Month: June 2024

  • What Emerges

    “To love someone long-term is to attend a thousand funerals of the people they used to be. The people they’re too exhausted to be any longer. The people they don’t recognise inside themselves anymore. The people they grew out of, the people they never ended up growing into. We so badly want the people we love to get their spark back when it burns out; to become speedily found when they are lost.
    But it is not our job to hold anyone accountable to the people they used to be. It is our job to travel with them between each version and to honour what emerges along the way. Sometimes it will be an even more luminescent flame. Sometimes it will be a flicker that disappears and temporarily floods the room with a perfect and necessary darkness.” ― Heidi Priebe

    I’ve been thinking about relationships lately. I’m in a 30-year relationship myself, which is a jumble of highs and lows and left turns made right, but generally going about as good as one could hope for when we envision a lifetime coexisting with any one person. The part they don’t tell you is that it isn’t one person at all, but a person who is changing all the time, just as we are. The trick to a long term relationship is waiting out the parts of each other that aren’t delighting us in anticipation of the person we see them becoming. Hopefully they’re doing that with us.

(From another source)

PR #463, opened 2020-02-20
Style past and future block waivers

arkadyan:
Asana ticket: [Future & Past block waiver banner treatment](https://app.asana.com/0/1148853526253426/1162089955688355)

    The thing is, that couple who were so enthralled with each other once upon a time is still around, just weighed down by all the things that life throws at us along the way. We like to think that we’ll always be at the same place in life, but we learn quickly that each of us goes at our own pace. Sometimes we’re ahead, sometimes behind, but always committed for the long haul. Perhaps our wedding song showed us the way, all those years ago:

    Now everyone dreams of a love lasting and true
    But you and I know what this world can do
    So let’s make our steps clear that the other may see
    And I’ll wait for you
    If I should fall behind
    Wait for me
    — Bruce Springsteen, If I Should Fall Behind

    We all need to live a little before we’re really prepared for something as impactful as finding our partner for life, because life will surely wash over both people over and over again. We meet a few people along the way who may feel like the right one, only to develop into absolutely not the right one. I find myself grateful for having gotten it right, when we see so many that go wrong. What emerges from a rich life is the perspective to see that life partners are human, with all the complexity that comes with it. To find the right one, and then to grow together is to live a profoundly more meaningful life.

  • Let Me Not Defer

    “I shall pass this way but once; any good that I can do or any kindness I can show to any human being; let me do it now. Let me not defer nor neglect it, for I shall not pass this way again.”
    — Etienne de Grellet

    Yesterday I had a conversation with a neighbor I don’t speak with all that much but have known for 25 years. Beyond the casual how are the kids? small talk, we dove more deeply into what’s next for each of us. We’ve both learned the high cost of deferring dreams the last few years—his wife passed a year ago, my family has suffered losses of similar magnitude the last few years. The question is whether we act on the lessons of memento mori or keep on doing the same thing as if it weren’t true.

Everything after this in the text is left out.